Give back each line of the material that contains the word "keeps".

> **DATASET RECORDS**:
***
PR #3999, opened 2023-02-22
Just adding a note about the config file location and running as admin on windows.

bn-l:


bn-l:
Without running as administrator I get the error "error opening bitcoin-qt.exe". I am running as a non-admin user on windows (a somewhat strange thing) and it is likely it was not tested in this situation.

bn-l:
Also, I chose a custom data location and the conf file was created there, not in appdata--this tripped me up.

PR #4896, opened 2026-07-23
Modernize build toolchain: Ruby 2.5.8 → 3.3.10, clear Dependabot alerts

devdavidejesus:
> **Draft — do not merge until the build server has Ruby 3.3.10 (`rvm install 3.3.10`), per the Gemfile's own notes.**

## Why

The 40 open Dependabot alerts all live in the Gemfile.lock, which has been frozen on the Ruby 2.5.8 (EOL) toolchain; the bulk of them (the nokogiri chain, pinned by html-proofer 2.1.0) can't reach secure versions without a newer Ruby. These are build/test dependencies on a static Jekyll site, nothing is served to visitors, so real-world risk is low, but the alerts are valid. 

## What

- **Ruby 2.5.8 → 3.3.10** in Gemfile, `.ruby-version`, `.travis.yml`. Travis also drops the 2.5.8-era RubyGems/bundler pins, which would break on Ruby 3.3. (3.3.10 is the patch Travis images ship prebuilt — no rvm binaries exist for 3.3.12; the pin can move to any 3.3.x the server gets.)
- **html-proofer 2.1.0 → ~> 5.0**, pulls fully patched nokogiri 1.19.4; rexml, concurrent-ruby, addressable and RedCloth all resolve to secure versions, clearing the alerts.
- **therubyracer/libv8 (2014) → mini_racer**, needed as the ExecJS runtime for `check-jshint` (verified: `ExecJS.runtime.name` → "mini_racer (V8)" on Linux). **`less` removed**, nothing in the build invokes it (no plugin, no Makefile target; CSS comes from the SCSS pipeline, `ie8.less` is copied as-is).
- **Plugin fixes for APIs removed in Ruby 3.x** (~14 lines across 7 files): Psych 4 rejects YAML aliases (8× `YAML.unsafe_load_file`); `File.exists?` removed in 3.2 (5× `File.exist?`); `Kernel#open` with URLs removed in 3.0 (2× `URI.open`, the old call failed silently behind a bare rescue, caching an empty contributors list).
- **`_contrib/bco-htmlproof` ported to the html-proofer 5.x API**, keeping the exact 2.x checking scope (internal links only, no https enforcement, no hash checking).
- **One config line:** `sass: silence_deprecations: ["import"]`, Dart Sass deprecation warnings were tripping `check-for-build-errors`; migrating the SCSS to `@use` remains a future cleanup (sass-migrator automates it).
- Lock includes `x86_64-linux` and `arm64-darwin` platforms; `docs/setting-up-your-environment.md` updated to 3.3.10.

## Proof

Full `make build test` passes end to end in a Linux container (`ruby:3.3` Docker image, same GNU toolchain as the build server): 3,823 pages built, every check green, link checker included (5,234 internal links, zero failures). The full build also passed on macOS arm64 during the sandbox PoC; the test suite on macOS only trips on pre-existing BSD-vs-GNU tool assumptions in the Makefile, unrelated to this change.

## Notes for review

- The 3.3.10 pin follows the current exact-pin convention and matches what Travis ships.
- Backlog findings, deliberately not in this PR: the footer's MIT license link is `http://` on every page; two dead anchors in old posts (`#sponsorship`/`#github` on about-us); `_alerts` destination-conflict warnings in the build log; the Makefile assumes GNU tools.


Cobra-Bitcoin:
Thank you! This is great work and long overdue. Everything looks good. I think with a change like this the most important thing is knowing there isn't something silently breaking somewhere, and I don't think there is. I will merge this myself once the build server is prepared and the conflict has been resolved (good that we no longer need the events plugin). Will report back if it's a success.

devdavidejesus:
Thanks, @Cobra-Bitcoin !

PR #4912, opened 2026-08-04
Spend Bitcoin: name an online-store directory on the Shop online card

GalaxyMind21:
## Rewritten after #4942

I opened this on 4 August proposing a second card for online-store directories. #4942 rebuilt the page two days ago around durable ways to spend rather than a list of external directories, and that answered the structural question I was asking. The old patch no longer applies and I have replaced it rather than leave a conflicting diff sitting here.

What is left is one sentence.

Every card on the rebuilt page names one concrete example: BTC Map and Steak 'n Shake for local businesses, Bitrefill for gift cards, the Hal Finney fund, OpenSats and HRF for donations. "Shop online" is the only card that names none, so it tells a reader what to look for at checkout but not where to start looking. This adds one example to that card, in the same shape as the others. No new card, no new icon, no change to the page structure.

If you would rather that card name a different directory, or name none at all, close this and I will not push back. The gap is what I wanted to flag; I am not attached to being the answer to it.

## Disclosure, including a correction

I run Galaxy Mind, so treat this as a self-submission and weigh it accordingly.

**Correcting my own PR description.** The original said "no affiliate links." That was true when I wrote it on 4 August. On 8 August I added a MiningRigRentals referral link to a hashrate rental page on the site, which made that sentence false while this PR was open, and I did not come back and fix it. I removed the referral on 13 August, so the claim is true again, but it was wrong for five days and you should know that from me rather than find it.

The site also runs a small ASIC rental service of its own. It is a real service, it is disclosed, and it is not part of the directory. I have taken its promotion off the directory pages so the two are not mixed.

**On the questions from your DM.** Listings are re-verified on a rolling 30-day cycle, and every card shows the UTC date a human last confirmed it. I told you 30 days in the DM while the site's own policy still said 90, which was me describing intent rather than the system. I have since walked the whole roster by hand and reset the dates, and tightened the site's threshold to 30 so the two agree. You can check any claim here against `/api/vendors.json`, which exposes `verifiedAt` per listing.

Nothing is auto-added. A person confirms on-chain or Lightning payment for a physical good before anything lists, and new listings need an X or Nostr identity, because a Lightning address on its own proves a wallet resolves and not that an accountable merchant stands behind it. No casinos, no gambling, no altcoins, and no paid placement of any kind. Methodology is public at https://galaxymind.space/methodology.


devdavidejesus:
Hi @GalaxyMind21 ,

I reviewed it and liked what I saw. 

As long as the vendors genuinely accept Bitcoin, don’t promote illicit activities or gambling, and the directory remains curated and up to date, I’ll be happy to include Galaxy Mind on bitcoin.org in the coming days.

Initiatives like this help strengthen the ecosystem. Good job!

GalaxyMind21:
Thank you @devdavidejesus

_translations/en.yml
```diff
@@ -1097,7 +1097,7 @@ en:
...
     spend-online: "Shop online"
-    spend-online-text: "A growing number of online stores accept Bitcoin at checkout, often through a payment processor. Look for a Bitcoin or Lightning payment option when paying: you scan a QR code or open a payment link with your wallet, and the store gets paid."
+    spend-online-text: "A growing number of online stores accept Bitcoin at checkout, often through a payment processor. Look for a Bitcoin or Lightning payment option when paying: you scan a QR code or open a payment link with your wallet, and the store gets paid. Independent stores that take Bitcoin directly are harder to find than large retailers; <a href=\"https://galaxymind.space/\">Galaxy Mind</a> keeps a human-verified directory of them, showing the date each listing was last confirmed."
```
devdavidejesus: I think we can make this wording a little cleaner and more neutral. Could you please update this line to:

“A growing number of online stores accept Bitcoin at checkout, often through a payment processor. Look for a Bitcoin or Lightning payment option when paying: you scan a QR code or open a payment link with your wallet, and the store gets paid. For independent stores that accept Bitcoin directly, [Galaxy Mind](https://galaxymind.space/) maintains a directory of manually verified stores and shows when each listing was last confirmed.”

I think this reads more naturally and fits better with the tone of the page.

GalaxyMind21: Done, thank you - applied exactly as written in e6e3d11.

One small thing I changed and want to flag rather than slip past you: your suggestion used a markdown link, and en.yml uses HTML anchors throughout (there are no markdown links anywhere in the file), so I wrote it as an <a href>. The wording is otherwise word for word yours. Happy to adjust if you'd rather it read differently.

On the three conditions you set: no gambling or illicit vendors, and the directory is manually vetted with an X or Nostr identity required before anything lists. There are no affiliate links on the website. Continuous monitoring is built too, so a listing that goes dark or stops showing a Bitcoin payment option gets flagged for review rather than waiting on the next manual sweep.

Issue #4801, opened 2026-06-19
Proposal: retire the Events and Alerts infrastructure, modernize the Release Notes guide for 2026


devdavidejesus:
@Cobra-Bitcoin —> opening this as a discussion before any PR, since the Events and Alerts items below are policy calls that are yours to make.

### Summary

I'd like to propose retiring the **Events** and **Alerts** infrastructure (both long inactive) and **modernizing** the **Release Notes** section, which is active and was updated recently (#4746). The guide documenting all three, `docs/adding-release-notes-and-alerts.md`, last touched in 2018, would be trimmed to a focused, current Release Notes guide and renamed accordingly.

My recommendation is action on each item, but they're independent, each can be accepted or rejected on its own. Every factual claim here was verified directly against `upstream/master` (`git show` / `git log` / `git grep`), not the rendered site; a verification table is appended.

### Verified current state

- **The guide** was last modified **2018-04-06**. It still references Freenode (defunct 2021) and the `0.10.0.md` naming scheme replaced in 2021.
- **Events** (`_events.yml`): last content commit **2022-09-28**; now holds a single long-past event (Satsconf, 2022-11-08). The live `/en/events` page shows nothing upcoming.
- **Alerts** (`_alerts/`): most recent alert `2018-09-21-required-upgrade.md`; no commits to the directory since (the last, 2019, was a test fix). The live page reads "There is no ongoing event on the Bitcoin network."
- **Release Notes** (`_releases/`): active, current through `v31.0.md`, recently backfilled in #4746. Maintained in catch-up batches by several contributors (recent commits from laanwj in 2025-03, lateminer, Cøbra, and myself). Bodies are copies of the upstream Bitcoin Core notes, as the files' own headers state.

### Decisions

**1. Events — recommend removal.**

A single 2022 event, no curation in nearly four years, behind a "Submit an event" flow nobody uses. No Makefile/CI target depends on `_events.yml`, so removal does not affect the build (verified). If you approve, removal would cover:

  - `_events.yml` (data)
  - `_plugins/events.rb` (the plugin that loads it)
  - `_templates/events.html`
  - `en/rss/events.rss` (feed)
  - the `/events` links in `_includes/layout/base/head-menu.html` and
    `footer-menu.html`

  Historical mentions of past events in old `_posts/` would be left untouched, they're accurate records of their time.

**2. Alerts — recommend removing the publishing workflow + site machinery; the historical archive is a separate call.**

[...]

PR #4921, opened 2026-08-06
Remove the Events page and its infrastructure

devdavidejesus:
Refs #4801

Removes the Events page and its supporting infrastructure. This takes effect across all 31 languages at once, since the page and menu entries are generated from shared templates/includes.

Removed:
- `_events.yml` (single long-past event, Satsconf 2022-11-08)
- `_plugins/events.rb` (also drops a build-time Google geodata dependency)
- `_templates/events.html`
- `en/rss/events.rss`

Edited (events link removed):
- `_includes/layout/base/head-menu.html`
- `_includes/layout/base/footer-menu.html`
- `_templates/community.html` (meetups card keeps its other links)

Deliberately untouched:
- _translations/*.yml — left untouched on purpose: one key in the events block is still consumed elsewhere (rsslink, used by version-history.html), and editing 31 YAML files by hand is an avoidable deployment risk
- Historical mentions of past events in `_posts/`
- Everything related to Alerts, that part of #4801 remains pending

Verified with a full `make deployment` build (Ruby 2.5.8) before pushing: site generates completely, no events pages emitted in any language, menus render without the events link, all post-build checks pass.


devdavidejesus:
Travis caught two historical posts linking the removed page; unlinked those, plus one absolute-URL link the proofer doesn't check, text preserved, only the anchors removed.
***
> **SOLVED EXERCISE**:
+    spend-online-text: "A growing number of online stores accept Bitcoin at checkout, often through a payment processor. Look for a Bitcoin or Lightning payment option when paying: you scan a QR code or open a payment link with your wallet, and the store gets paid. Independent stores that take Bitcoin directly are harder to find than large retailers; <a href=\"https://galaxymind.space/\">Galaxy Mind</a> keeps a human-verified directory of them, showing the date each listing was last confirmed."
- `_templates/community.html` (meetups card keeps its other links)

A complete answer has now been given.